Rewrite your Ruby VM at runtime to hot patch useful features - ice799
http://timetobleed.com/rewrite-your-ruby-vm-at-runtime-to-hot-patch-useful-features/

======
tptacek
I love posts like this, but I think the authors would benefit from a close
read of the Microsoft Detours paper, which runtime patchers have been cribbing
from for the past 5 years or so.

The general Detours approach:

* Disassemble the first N bytes of a target location

* Scoop N bytes worth of opcodes out of the target, and re-host them somewhere heap-allocated

* Replace the N bytes with an absolute jump to a heap-allocated trampoline

* Bounce to your code

* Execute the scooped-up N bytes worth of opcodes

* Jump back to the target

This approach (what the post calls "caller-side trampolines") works well when
your targets are function prologues, and less well when it's an arbitrary
bblock.

We have an implementation in pure Ruby, complete with a pure-Ruby ia32
assembler (which is one of the most useful little pieces of code I've written)
at Timur's Ragweed repository --- google "Ruby ragweed github".

------
bensummers
See also: <http://rentzsch.com/mach_override>

It used to be used quite comprehensively to add non-Apple-sanctioned
functionality to Mac OS X. Hopefully it isn't used much these days.

------
futuremint
I'm probably not thinking this through all the way, but wouldn't a memory
profiler be more straight-forward, and less dangerous in Smalltalk?

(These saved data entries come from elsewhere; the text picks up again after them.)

PR #741, opened 2020-07-24
Add Person Escort Record state machine

cwrw:
### Jira link

[P4-1591](https://dsdmoj.atlassian.net/browse/P4-1783)

### What?

I have added/removed/altered:

- [x] Added person escort record state machine
- [x] Added two new timestamp fields to person escort record for confirmed and printed state changes
- [x] Added ability to calculate state of person escort record on response update

### Why?

- The PersonEscortRecord state machine has been added to handle the different transitions of the PER, as well as add two new states: `not_started` and `printed`. Since we cannot have `not_started` in the enum values due to it overlapping with the negation generated methods `not_`, only expose that value in the serializer.

- To track when a PER is confirmed and printed, timestamps for each event have been added. After a state is changed to either set the timestamps respectively in the after callback.

- To calculate the state changes on a person escort record, utilise the same query for sections, but do not group them to the specified section to calculate the general state. If the person escort record is confirmed/printed, this method will
throw an error to stop the ability to calculate the state, as this is no longer editable and can only be done by the patch endpoint.

- When a response is updated, the PER state should be recalculated. If the PER is either confirmed/printed, it should not be updated, and returns a forbidden error instead.

### Have you? (optional)

### DIFF
--- a/app/models/framework_response.rb
+++ b/app/models/framework_response.rb
@@ -32,7 +32,11 @@ class FrameworkResponse < VersionedModel
 
       update!(flags: build_flags)
       clear_dependent_values_and_flags!(old_value)
-      person_escort_record.update_state!
+
+      # lock the state update to avoid race condition on multiple response patches
+      person_escort_record.with_lock do
+        person_escort_record.update_state!
+      end
     end
   rescue FiniteMachine::InvalidStateError
     raise ActiveRecord::ReadOnlyRecord, "Can't update framework_responses because person_escort_record is #{person_escort_record.state}"
--- a/app/models/framework_response.rb
+++ b/app/models/framework_response.rb
@@ -33,13 +33,13 @@ class FrameworkResponse < VersionedModel
       update!(flags: build_flags)
       clear_dependent_values_and_flags!(old_value)
 
-      # lock the state update to avoid race condition on multiple response patches
+      # lock the status update to avoid race condition on multiple response patches
       person_escort_record.with_lock do
-        person_escort_record.update_state!
+        person_escort_record.update_status!
       end
     end
   rescue FiniteMachine::InvalidStateError
-    raise ActiveRecord::ReadOnlyRecord, "Can't update framework_responses because person_escort_record is #{person_escort_record.state}"
+    raise ActiveRecord::ReadOnlyRecord, "Can't update framework_responses because person_escort_record is #{person_escort_record.status}"
   end
 
 private
--- a/app/models/framework_response.rb
+++ b/app/models/framework_response.rb
@@ -32,7 +32,10 @@ class FrameworkResponse < VersionedModel
 
       update!(flags: build_flags)
       clear_dependent_values_and_flags!(old_value)
+      person_escort_record.update_state!
     end
+  rescue FiniteMachine::InvalidStateError
+    raise ActiveRecord::ReadOnlyRecord, "Can't update framework_responses because person_escort_record is #{person_escort_record.state}"
   end
 
 private
--- a/app/serializers/person_escort_record_serializer.rb
+++ b/app/serializers/person_escort_record_serializer.rb
@@ -4,7 +4,7 @@ class PersonEscortRecordSerializer < ActiveModel::Serializer
   has_many :framework_responses, serializer: FrameworkResponseSerializer, key: :responses
   has_many :flags
 
-  attributes :version, :status, :confirmed_at, :printed_at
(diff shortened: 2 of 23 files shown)


app/serializers/person_escort_record_serializer.rb
```diff
@@ -19,6 +18,14 @@ def framework_responses
     object.framework_responses.includes(:flags, framework_question: :framework)
   end
 
+  def status
+    if object.state == 'unstarted'
+      'not_started'
```
cwrw, line 23: we cannot use `not_started` in the enum as negative scopes and enum elements prefixed with "not_" will cause a warning, so only surface here

app/models/framework_response.rb
```diff
@@ -32,7 +32,10 @@ def update_with_flags!(value)
 
       update!(flags: build_flags)
       clear_dependent_values_and_flags!(old_value)
+      person_escort_record.update_state!
     end
+  rescue FiniteMachine::InvalidStateError
+    raise ActiveRecord::ReadOnlyRecord, "Can't update framework_responses because person_escort_record is #{person_escort_record.state}"
```
cwrw, line 38: If an attempt to update a response when the PER is confirmed/printed, a forbidden error is raised for the record being read only now

app/state_machines/person_escort_record_state_machine.rb
```diff
@@ -0,0 +1,22 @@
+class PersonEscortRecordStateMachine < FiniteMachine::Definition
+  initial :unstarted
+
+  event :complete, %i[unstarted in_progress completed] => :completed
```
cwrw, line 4: we have to allow completed to be run on completed if a response is updated, and the same for in_progress state as well to allow further update to responses

app/models/framework_response.rb
```diff
@@ -32,7 +32,14 @@ def update_with_flags!(value)
 
       update!(flags: build_flags)
       clear_dependent_values_and_flags!(old_value)
+
+      # lock the state update to avoid race condition on multiple response patches
+      person_escort_record.with_lock do
```
cwrw, line 37: when attempting to calculate the state, a race condition is occurring due to multiple response submission per page. For instance if two responses are sent at the same time, the state is calculated as in progress although it is now completed due to each response being seen as missing at the current time of calculation. Adding a lock prevents this from happening and waits for the first status to be calculated, then the second making sure all response values have been updated.

app/state_machines/person_escort_record_state_machine.rb
```diff
@@ -0,0 +1,22 @@
...
+  event :uncomplete, %i[unstarted in_progress completed] => :in_progress
+  event :confirm, completed: :confirmed
+  event :to_print, confirmed: :printed
```
cwrw, line 7: `print` is a reserved word so had to use something else

app/serializers/person_escort_record_serializer.rb
smoothcontract: Presumably the state is never sent back to the back end in a request, so one way conversion suffices?

app/state_machines/person_escort_record_state_machine.rb
smoothcontract: Even so, I don't think you need to map that state transition. Does calling `complete` when the state is already completed raise an exception or is it ignored instead? If it raises an exception then I'd agree you need this.

smoothcontract: Maybe this is the wrong approach to take with the state machine. It might be cleaner/preferable to add guard clauses on the transition and add a simple `update` event in the state machine. You can always call that from the controller, and within the state machine check whether progress is complete or not and make the correct transition. Something like this:

```ruby
event :update, %i[unstarted in_progress] => :completed, if: -> { target.progress == PERSON_ESCORT_RECORD_IN_PROGRESS }
event :update, %i[completed] => :in_progress, if -> { target.progress == PERSON_ESCORT_RECORD_IN_PROGRESS }
```

Then in the controller

```ruby
def update_status!
  self.progress = set_progress(sections_to_responded)
  state_machine.update!
  save!
end
```

Something to think about, but I believe this is a more idiomatic approach for the state machine.

app/serializers/person_escort_record_serializer.rb
smoothcontract: Discussed offline, front end never sends this attribute back.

I haven't built one myself, but I know that the Seaside framework comes with a
built-in memory profiler.

Doing intercession of messages to objects in Smalltalk isn't trivial, but it
isn't voodoo either. I whipped up a quick method replacement class that swaps
out a database 'save' method's behavior for testing. However, I would imagine
that trying to replace VM primitive calls would lead to some not-so-nice side
effects (maybe... or would it just make the image slower?).

I like Ruby, and I like Smalltalk, but I'm liking Smalltalk much better lately
because the "turtles all the way down" aspect which makes things like a memory
profiler much less "voodoo-y".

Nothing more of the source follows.